Again, I’m not trying to single you out for criticism but there is a general tendency to believe that some ‘analysis’ is better than ‘no analysis’ even if the fundamental basis for the analysis is flawed, and making the underlying assumption that the future will be statistically reflected by the past without consideration for confounding factors and biases is just not methodologically correct.

Stranger

I’m going with Zero. Harris is going to blow The Clown Car off the road in November. Vance will catch the heat for the loss and he is likely never going to rise farther. Might not be Done, but will never go higher.

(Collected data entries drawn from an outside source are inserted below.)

PR #5294, opened 2023-12-09
 Add nodename in edge certificate

Shelley-BaoYue:
**What type of PR is this?**

/kind feature

Add nodename in edge certificate to achieve certificate uniqueness

/sig security

### DIFF
--- a/cloud/pkg/cloudhub/servers/httpserver/server.go
+++ b/cloud/pkg/cloudhub/servers/httpserver/server.go
@@ -36,6 +36,7 @@ import (
 
 	hubconfig "github.com/kubeedge/kubeedge/cloud/pkg/cloudhub/config"
 	"github.com/kubeedge/kubeedge/common/constants"
+	"github.com/kubeedge/kubeedge/common/types"
 )
 
 // StartHTTPServer starts the http service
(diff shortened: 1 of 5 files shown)


cloud/pkg/cloudhub/servers/httpserver/server.go
```diff
@@ -86,8 +86,9 @@ func EncodeCertPEM(cert *x509.Certificate) []byte {
 
 // edgeCoreClientCert will verify the certificate of EdgeCore or token then create EdgeCoreCert and return it
 func edgeCoreClientCert(request *restful.Request, response *restful.Response) {
+	nodeName := request.Request.Header.Get("NodeName")
```
WillardHu, line 89: Please use `request.Request.Header.Get(constants.NodeName)` and replase the repeatedly defined code with the nodeName

WillardHu:
Does this check only when the edge node obtains the certs? And does not affect the signed certs in response, right?

cloud/pkg/cloudhub/servers/httpserver/server.go
Shelley-BaoYue: > Please use `request.Request.Header.Get(constants.NodeName)` and replase the repeatedly defined code with the nodeName

fixed.

Shelley-BaoYue:
> Does this check only when the edge node obtains the certs? And does not affect the signed certs in response, right?

The certs subject common name is decided by edgecore. After this PR merged, the signed certs which the new version edgecore request for will contain nodename in certificate subject. So cloudhub will verify if the cert has nodename. Of course, we will continue to maintain compatibility with the certificates obtained by older versions of Edgecore.

cloud/pkg/cloudhub/servers/httpserver/server.go
WillardHu: You can replace codes `request.Request.Header.Get(constants.NodeName)` with `nodeName` at L93 and L106

Shelley-BaoYue: > You can replace codes `request.Request.Header.Get(constants.NodeName)` with `nodeName` at L93 and L106

Done. And I moved the `constants.NodeName` to `types.NodeNameKey` in `common/types/http.go`, since I think it is more appropriate to place the request const in http.go same as the` AuthorizationKey` const.

fisherxu (commented):
/approve

PR #5299, opened 2023-12-11
 remove `--runtimetype` in keadm

### LINKED ISSUE #5285: Remove `--runtimetype` in keadm join in release 1.16

Remove `--runtimetype` in keadm join command 

**Why is this needed**:

Kubernetes v1.27 has removed `ContainerRuntime` flag for kubelet  -->  In KubeEdge next version, v1.16, the `--runtimetype` will no longer have any effect, and therefore it can be removed.

And from Kubernetes v1.24, the only valid value of `ContainerRuntime` is `remote`.  -->  From KubeEdge v1.14, due to the upgrade of Kubernetes dependency to version 1.24, the `--runtimetype` can only be configured as "remote."

I have evaluated the impact of the removal, the following observations have been made:
- Since the v1.14 version, we have already provided a notification that the runtimetype will be removed in v1.16.
- Following community standards, keadm needs to be compatible with the current version and the two previous versions. In other words, the v1.16 keadm needs to be compatible with v1.14 and v1.15. As mentioned earlier, the runtimetype only supports the "remote" from v1.14. Therefore, remove `--runtimetype` will not affect compatibility with older versions.

image

cc @fisherxu @WillardHu

Shelley-BaoYue:
**What type of PR is this?**

/kind feature

remove `--runtimetype` in keadm since the runtimetype is no longer effective, and from v1.14, it only supports `remote` to set. 

Fixes #5285


keadm/cmd/keadm/app/cmd/edge/join_others.go
```diff
@@ -60,9 +59,6 @@ func AddJoinOtherFlags(cmd *cobra.Command, joinOptions *common.JoinOptions) {
 		fmt.Printf("mark flag required failed with error: %v\n", err)
 	}
 
-	cmd.Flags().StringVarP(&joinOptions.RuntimeType, common.RuntimeType, "r", joinOptions.RuntimeType,
```
WillardHu, line 63: Please remove the constant common.RuntimeType and relevant commands: `keadm reset`, `keadm config iamges`

Shelley-BaoYue: > Please remove the constant common.RuntimeType and relevant commands: `keadm reset`, `keadm config iamges`

Sorry, could you please point out the specific location which need to removed? It seems like I have already deleted the constant common.RuntimeType.

WillardHu: Sorry, I didn't see it clearly. I thought you only deleted the flag of the edge join command.

fisherxu (commented):
/approve

Issue #6101, opened 2025-01-21
[lfx-mentorship] Enhance KubeEdge testing coverage


wbc6080:
**What would you like to be added/modified**:

KubeEdge would like to improve the UT coverage of the code to better maintain the quality of the code and reduce the introduction of defects.

Increase the UT coverage rate to 60% to 70% (currently, the UT coverage rate is 38.69% ).

It is important to note that in addition to requiring the overall UT coverage of KubeEdge to meet the requirements, the UT coverage of **each core code directory** also needs to exceed 60%. These directories include:

```
cloud/
edge/
keadm/
pkg/
```
You can get the code coverage of different files under the current master branch from [here](https://app.codecov.io/gh/kubeedge/kubeedge).

I hope that the students who apply for this project can give the UT coverage rate of each directory plan to achieve, we will move towards these specific goals.

**Why is this needed**:

ravjot07:
Hey @wbc6080,
I’m Ravjot Singh, a developer with experience in Go, backend development, and testing frameworks. I'm excited to contribute to KubeEdge by improving UT coverage, ensuring better code quality and defect prevention. Could you guide me on where to start and how to proceed with the coverage improvements? Looking forward to collaborating!

wbc6080:
Hi @ravjot07 , We are preparing for this project and will release it on the LFX mentorship official website later. You can follow the LFX website and submit applications in time. Welcome to participate in the community!

yashpandey06:
@wbc6080  will be contributing to it ! thanks !

upsaurav12:
@wbc6080 i would like to work in this project for the upcoming lfx term!!. Thank you.

vaidikcode:
Hi @wbc6080 ,  

I’m interested in contributing to improving the unit test (UT) coverage for KubeEdge. I understand that the goal is to increase overall UT coverage from **38.69% to 60-70%**, while ensuring that each of the core directories (`cloud/`, `edge/`, `keadm/`, and `pkg/`) also meets at least **60% coverage**.  

I have a couple of clarifications:  
1. Should we aim for **full repo** coverage improvement, or is the focus strictly on the mentioned core directories?  
2. When referring to **each core directory exceeding 60%**, does this mean every subpackage within these directories must individually reach 60%+, or does it apply to the entire directory as an aggregate?  

Thanks for your guidance! Looking forward to contributing.

wbc6080:
[...]

PR #6119, opened 2025-02-05
[Tests]: improve code coverage context.go 21% to 100%

Dhiren-Mhatre:
**What type of PR is this?**
/kind test
/kind coverage

This PR significantly improves test coverage for the cloud/pkg/common/messagelayer/context.go package from 21% to 100%. It adds comprehensive unit tests for:
- Message sending/receiving workflows
- Router message validation
- All controller implementations (EdgeController, DeviceController, etc.)
- Message comparison logic

Part of [lfx-mentorship] Enhance KubeEdge testing coverage initiative   #6101

- File path: `cloud/pkg/common/messagelayer/context_test.go`
- Added 4 new test cases covering normal/edge scenarios
- Implemented message comparison logic ignoring generated IDs
- Verified with `go test -coverprofile=coverage.out ./cloud/pkg/common/messagelayer/...`
- Followed KubeEdge's test pattern conventions

no
**Snapshots**
image


cloud/pkg/common/messagelayer/context_test.go
```diff
@@ -1,5 +1,5 @@
 /*
-Copyright 2022 The KubeEdge Authors.
+Copyright 2025 The KubeEdge Authors.
```
Shelley-BaoYue, line 2: We don't need to modify the copyright time for any old files. : )

Dhiren-Mhatre: My bad ,I will fix it ASAP

Dhiren-Mhatre:
@wbc6080 PTAL

cloud/pkg/common/messagelayer/context_test.go
```diff
@@ -18,78 +18,205 @@ package messagelayer
...
 	beehiveContext "github.com/kubeedge/beehive/pkg/core/context"
 	"github.com/kubeedge/beehive/pkg/core/model"
+	"github.com/kubeedge/kubeedge/cloud/pkg/common/modules"
 )
 
 const (
 	sendModuleName     = "testcore"
 	receiveModuleName  = "testcore"
 	responseModuleName = "testcore"
+	routerModuleName   = "router"
```
fujitatomoya, line 34: any specific intention here? instead, can we just align with the other names here for test purpose?

```suggestion
	routerModuleName   = "testrouter"
```

cloud/pkg/common/messagelayer/context_test.go
```diff
@@ -18,78 +18,205 @@ package messagelayer
...
+				ModuleName: module,
+				ModuleType: common.MsgCtxTypeChannel,
+			}
+			beehiveContext.AddModule(add)
+			beehiveContext.AddModuleGroup(module, module)
+		}
+	})
+}
+
+// compareMessages compares two messages ignoring the ID field
```
fujitatomoya, line 54:
```suggestion
// compareMessages compares two messages ignoring the UUID field
```

fujitatomoya (approved):
a couple of minor comments, but lgtm with green CI

cloud/pkg/common/messagelayer/context_test.go
```diff
@@ -18,78 +18,205 @@ package messagelayer
...
+			expected: ContextMessageLayer{
+				SendModuleName:     modules.CloudHubModuleName,
+				ReceiveModuleName:  modules.PolicyControllerModuleName,
+				ResponseModuleName: modules.CloudHubModuleName,
+			},
+		},
+	}
+
+	for _, tt := range tests {
+		tt := tt // capture range variable
```
wbc6080, line 209: I'm thinking about whether it's necessary to limit the variable scope like this. I checked the test code of the upstream kubernetes and found that when executing test cases in parallel, it is indeed necessary to limit the variable scope like https://github.com/kubernetes/kubernetes/blob/master/staging/src/k8s.io/apiserver/pkg/storage/testing/store_tests.go#L201-L211. However, if we don't have parallel execution content like https://github.com/kubernetes/kubernetes/blob/master/staging/src/k8s.io/apiserver/pkg/storage/testing/store_tests.go#L60-L67, Is this sentence unnecessary? Please correct me if my understanding is wrong

Dhiren-Mhatre: Thanks for the detailed explanation! Shall I keep the tt := tt variable capture as a defensive programming practice, even though we're not currently using parallel execution. This aligns with Kubernetes' conventions and guards against future test parallelization changes

PR #6094, opened 2025-01-18
E2E Tests for Device Plugins (deploy and register)

1Shubham7:
**What type of PR is this?**

/kind test

**What this PR does / why we need it**:

**Which issue(s) this PR fixes**:

Fixes #

**Special notes for your reviewer**:

**Does this PR introduce a user-facing change?**:

```release-note

```

PR #6136, opened 2025-02-09
[Integration Test] - Fixing "Add a device with Twin attributes" Integration Test with query optimization and correct tests

1Shubham7:
**What type of PR is this?**

Fixes #

```release-note

```

### DIFF
--- a/edge/test/integration/device/device_test.go
+++ b/edge/test/integration/device/device_test.go
@@ -310,11 +310,13 @@ var _ = Describe("Event Bus Testing", func() {
 			common.PrintTestcaseNameandStatus()
 		})
 		It("TC_TEST_EBUS_9: Add a sample device with device attributes to kubeedge node", func() {
-			//Generating Device ID
+			// Generate Device ID
 			DeviceIDWithAttr = GenerateDeviceID("kubeedge-device-WithDeviceAttributes")
-			//Generate a Device
+			// Create a Device
 			DeviceATT = CreateDevice(DeviceIDWithAttr, "DeviceATT", "unknown")
-			//Add Attribute to device
+			common.Infof("Created a device: %v, of DeviceId: %s", DeviceATT.Name, DeviceIDWithAttr)
+
+			// Add Attribute to device
 			AddDeviceAttribute(DeviceATT, "Temperature", "25.25", "float")
 
 			IsDeviceAdded := HandleAddAndDeleteDevice(http.MethodPut, ctx.Cfg.TestManager+Devicehandler, DeviceATT)
@@ -329,11 +331,13 @@ var _ = Describe("Event Bus Testing", func() {
 		})
 
 		It("TC_TEST_EBUS_10: Add a sample device with Twin attributes to kubeedge node", func() {
-			//Generating Device ID
+			// Generate Device ID
 			DeviceIDWithTwin = GenerateDeviceID("kubeedge-device-WithTwinAttributes")
-			//Generate a Device
+			// Create a Device
 			DeviceTW = CreateDevice(DeviceIDWithTwin, "DeviceTW", "unknown")
-			//Add twin attribute
+			common.Infof("Created a device: %v, of DeviceId: %s", DeviceTW.Name, DeviceIDWithTwin)
+
+			// Add twin attribute
 			AddTwinAttribute(DeviceTW, "Temperature", "25.25", "float")
 
 			IsDeviceAdded := HandleAddAndDeleteDevice(http.MethodPut, ctx.Cfg.TestManager+Devicehandler, DeviceTW)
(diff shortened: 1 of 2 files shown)


1Shubham7:
@fisherxu  @Shelley-BaoYue @WillardHu @wbc6080 , the testcase 11, 12 were not correct.

- Secondly, previously we were querying all rows, I think because of that database goes in a locked state from previous operations. hence, I think this should solve test case failing at #6094. Even if not this change is anyways important.

PTAL

Shelley-BaoYue (commented):
Is this PR used to fix failed integration test case or is it just an optimization?

1Shubham7:
Hey @wbc6080 @WillardHu @Shelley-BaoYue, reminder to review this  : )

edge/test/integration/device/device_test.go
```diff
@@ -344,17 +348,15 @@ var _ = Describe("Event Bus Testing", func() {
...
 
-			//Generate a Device
-			device := CreateDevice(DeviceIDWithAttr, "DeviceATT", "unknown")
-			//Add Attribute to device
-			AddDeviceAttribute(device, "Temperature", "50.50", "float")
+			// Update Attribute
+			AddDeviceAttribute(DeviceATT, "Temperature", "50.50", "float")
 
-			IsDeviceAdded := HandleAddAndDeleteDevice(http.MethodPut, ctx.Cfg.TestManager+Devicehandler, device)
+			IsDeviceAdded := HandleAddAndDeleteDevice(http.MethodPut, ctx.Cfg.TestManager+Devicehandler, DeviceATT)
```
wbc6080, line 359: I'm a little confused about the modification here. Is it because the device named `DeviceATT` has been created in the previous `testcase9`, so there is no need to recreate it here? Will there be an error if I create it repeatedly?

edge/test/integration/utils/helpers/helpers.go
```diff
@@ -157,31 +157,26 @@ func GetTwinAttributesFromDB(deviceID string, Name string) TwinAttribute {
...
-			&twinAttribute.Type,
-			&twinAttribute.MetaData)
-
-		if err != nil {
-			common.Fatalf("Failed to scan DB rows: %v", err)
-		}
-		if string(twinAttribute.DeviceID) == deviceID && twinAttribute.Name == Name {
-			break
-		}
+	row := db.QueryRow("SELECT * FROM device_twin WHERE deviceid = ? AND name = ? ORDER BY id DESC LIMIT 1", deviceID, Name)
```
wbc6080, line 160: That is to say, by modifying the query conditions, we do not need to traverse the entire table, which improves efficiency and prevents the database from being locked, right?

edge/test/integration/device/device_test.go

I like your confidence but I think a lot of people don’t realize it’s a big country with many Americans who have a bizarre nostalgia for the first Trump presidency and/or are convinced that Joe Biden and Kamala Harris are the twin harbingers of doom. Vance doesn’t seem to be doing the GOP any favors with overall appeal but I think the media tends to understate the appeal of his views, as extreme as they are, among a demographic of low information and extremist people who often don’t show up in the polls or vote regularly. And as much as Trump no longer attracts the large crowds that he did in 2016, there are still a lot of people who would rather vote for him, even if reluctantly, than a ‘liberal’, Black-South Asian woman for president.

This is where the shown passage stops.